Try it: Could you report every line from the entries that includes the word "images"?

(Dataset records begins)

PR #763, opened 2021-12-14
fix ova-ci script to use vCenter IP directly

kkeshavamurthy:
Due to a CVE, VMC locked down certain access to vCenter on AWS. 
Adding the IP of the vCenter should force the connection to go thru the VPN and unblock the CI. 
In the long run, we should update the prow secrets. 

**Additional context**

/assign @codenrhoden

### DIFF
--- a/images/capi/scripts/ci-ova.sh
+++ b/images/capi/scripts/ci-ova.sh
@@ -42,7 +42,7 @@ cleanup_build_vm() {
   chmod +x govc
   mv govc /usr/local/bin/govc
 
-  export GOVC_URL="${VSPHERE_SERVER}"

(Dataset records ends)

Exercise result:
--- a/images/capi/scripts/ci-ova.sh
+++ b/images/capi/scripts/ci-ova.sh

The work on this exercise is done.